═════ Given records
PR #264, opened 2022-03-17
[Merged by Bors] - TY-2607 split pipeline into multiple workflows

x3ro:
TY-2607


.github/workflows/pull-request.yml
```diff
@@ -0,0 +1,77 @@
...
+              - 'discovery_engine/**'
+            flutter:
+              - *rust
+              - *dart
+              - 'discovery_engine_flutter/**'
+
+  rust-checks:
+    needs: selection
+    if: ${{ needs.selection.outputs.rust  == 'true' }}
+    uses: ./.github/workflows/_reusable.rust.yml
```
Robert-Steiner, line 55: ❔does this work now? I thought reusable workflow cannot be nested

.github/actions/setup-job-docker/action.yml
```diff
@@ -20,6 +20,14 @@ runs:
       with:
         working-directory: ${{ env.RUST_WORKSPACE }}
 
+    - name: Configure cargo
+      shell: bash
+      run: |
+        # We do this since multiple jobs are run on the same CI build server,
```
Robert-Steiner, line 26: ❔would it be possible to limit the cpu resources a single docker container can use instead of limit the cargo jobs?

Robert-Steiner (commented):
Looks good so far 👍 
I really like the new structure. much cleaner and easier to understand

.github/actions/setup-job-docker/action.yml
x3ro: I think that this would be possible in theory (with docker) but not in practice (with the github runners spawning the docker containers). It would certainly be the cleaner solution, though, so we could research this as a follow-up. 📌 maybe?

.github/workflows/pull-request.yml
x3ro: `pull-request` is a top-level workflow, so this would not qualify as nested, I think 🤔

.github/actions/setup-job-docker/action.yml
Robert-Steiner: > I think that this would be possible in theory (with docker) but not in practice (with the github runners spawning the docker containers).

Ah true that could be a problem. As far as I remember, the settings that you can set on the github runner are very limited

.github/workflows/pull-request.yml
Robert-Steiner: but `workflow_call` defines a resuable workflow. maybe `workflow_dispatch` was meant?

x3ro: Ah, I think that's just a misunderstanding. The `pull-request.yml` is what was previously the `ci.yml`, but I threw in the `workflow_call` so that it doesn't run automatically while I'm testing the full bors CI run :) So that `workflow_call` would not remain there.

.github/actions/setup-job-docker/action.yml
acrrd: github allows to set some options for the container including cpu. We might also try something with cgroups. but it could be an optimization of this.

How 6 was choosen?

x3ro: Fair question. Currently it's approx. `$number_of_cores / $number_of_runners` :) I definitely think this _could_ be something we might want to look into, but only if just setting a fixed number doesn't work well.

.github/workflows/_reusable.rust.yml
```diff
@@ -0,0 +1,73 @@
...
+      - uses: actions/checkout@ec3a7ce113134d7a93b817d10a8272cb61118579 # v2.4.0
+
+      - name: Setup the rust CI.
+        uses: ./.github/actions/setup-job-docker
+        with:
+          rust: true
+
+      - name: cargo clippy
+        run: |
+          just rust-check
```
Robert-Steiner, line 38:
```suggestion
        run: just rust-check
```

.github/workflows/_reusable.rust.yml
```diff
@@ -0,0 +1,73 @@
...
+
+      - name: Setup the rust CI.
+        uses: ./.github/actions/setup-job-docker
+        with:
+          rust: true
+
+      - name: Run tests
+        run: |
+          env
+          just rust-test
```
Robert-Steiner, line 56:
```suggestion
      - name: Run tests
        run: just rust-test
```

.github/workflows/_reusable.rust.yml
```diff
@@ -0,0 +1,73 @@
...
+      - uses: actions/checkout@ec3a7ce113134d7a93b817d10a8272cb61118579 # v2.4.0
+
+      - name: Setup the rust CI.
+        uses: ./.github/actions/setup-job-docker
+        with:
+          rust: true
+
+      - name: cargo doc
+        run: |
+          just rust-check-doc
```
Robert-Steiner, line 73:
```suggestion
        run: just rust-check-doc
```

.github/workflows/pull-request.yml
```diff
@@ -0,0 +1,74 @@
...
+    outputs:
+      dart: ${{ steps.filter.outputs.dart }}
+      rust: ${{ steps.filter.outputs.rust }}
+      flutter: ${{ steps.filter.outputs.flutter }}
+    timeout-minutes: 5
+    steps:
+      - name: Checkout repository
+        uses: actions/checkout@ec3a7ce113134d7a93b817d10a8272cb61118579 # v2.4.0
+
+      # For pull requests it's not necessary to checkout the code
```
Robert-Steiner, line 30: I don't understand this comment because in the previous step we are checking out the code. maybe we can remove this line or check if this action works without checking out the repo first

.github/actions/setup-job-docker/action.yml
```diff
@@ -20,6 +20,14 @@ runs:
       with:
         working-directory: ${{ env.RUST_WORKSPACE }}
 
+    - name: Configure cargo
+      shell: bash
```
Robert-Steiner, line 24: should we also only run this if `rust=true`?

Robert-Steiner (approved):
added some small suggestions to improve formatting
from my side it is ready to be merged

.github/workflows/pull-request.yml
x3ro: Fair, I don't understand it either tbh 🤔 I'll take a look.

x3ro:
bors merge

x3ro:
bors merge-

x3ro:
bors merge

x3ro:
bors merge

x3ro:
bors merge

x3ro:
bors try

x3ro:
bors try-

x3ro:
bors try

x3ro:
bors try-

x3ro:
bors try

x3ro:
bors merge

x3ro:
bors merge-

x3ro:
bors merge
══════════
## [About this task]
Reproduce every line above that contains the string "something".

## [Solution to the exercise]
acrrd: github allows to set some options for the container including cpu. We might also try something with cgroups. but it could be an optimization of this.
x3ro: Fair question. Currently it's approx. `$number_of_cores / $number_of_runners` :) I definitely think this _could_ be something we might want to look into, but only if just setting a fixed number doesn't work well.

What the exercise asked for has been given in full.